John Barton’s fate as typical of the epoch of the Industrial Revolution in EnglandCategory: 19th century
Among these was John Barton. His parents had suffered, his mother had died from absolute want of the necessaries of life. He himself was a good, steady workman, and, as such, pretty certain of steady employment. But he spent all he got with the confidence (you may also call it improvidence) of one who was willing, and believed himself able, to supply all his wants by his own exertions. And when his master suddenly failed, and all hands in that mill were turned back, one Tuesday morning, with the news that Mr Hunter had stopped, Barton had only a few shillings to rely on; but he had good heart of being employed at some other mill, and accordingly, before returning home, he spent some hours in going from factory to factory, asking for work.
But at every mill was some sign of depression of trade; some were working short hours, some were turning off hands, and for weeks Barton was out of work, living on credit. It was during this time his little son, the apple of his eye, the cynosure of all his strong power of love, fell ill of the scarlet fever. They dragged him through the crisis, but his life hung on a gossamer thread. Every thing, the doctor said, depended on good nourishment, on generous living, to keep up the little fellow’s strength, in the prostration in which the fever had left him.

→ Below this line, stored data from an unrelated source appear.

PR #11169, opened 2018-10-15
`make dist` fixes for 8d8fd97dbfc6f4213e0fe9fca7574808dd8496d3

directhex:


mcs/class/Makefile
```diff
@@ -469,14 +469,14 @@ lib/$(monolite_dir)/Facades:
 
 $(monolite_files): | lib/$(monolite_dir)
 $(monolite_files): | lib/$(monolite_dir)/Facades
-$(monolite_files): lib/$(monolite_dir)/%: lib/build-$(HOST_PLATFORM)/%
```
akoeplinger: this doesn't look right, we do want a monolite with the platform-specific BCL files

mcs/class/Makefile
```diff
@@ -469,14 +469,14 @@ lib/$(monolite_dir)/Facades:
...
+$(monolite_files): lib/$(monolite_dir)/%: lib/build/%
```
marek-safar: This does not seem to be right, why did you have to change it?

akoeplinger:
Found the root cause, will be fixed by https://github.com/mono/mono/pull/11185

Mocking words.! when the commonest food in the house would not furnish one little meal. Barton tried credit; but it was worn out at the little provision shops, which were now suffering in their turn. He thought it would be no sin to steal, and would have stolen; but he could not get the opportunity in the few days the child lingered. Hungry himself, almost to an animal pitch of ravenousness, but with the bodily pain swallowed up in anxiety for his little sinking lad, he stood at one of the shop windows where all edible luxuries are displayed; haunches of venison, Stilton cheeses, moulds of jelly — all appetising sights to the common passer by. And out of this shop came Mrs Hunter! She crossed to her carriage, followed by the shopman loaded with purchases for a party. The door was quickly slammed to, and she drove away; and Barton returned home with a bitter spirit of wrath in his heart, to see his only boy a corpse!
You can fancy, now, the hoards of vengeance in his heart against the employers.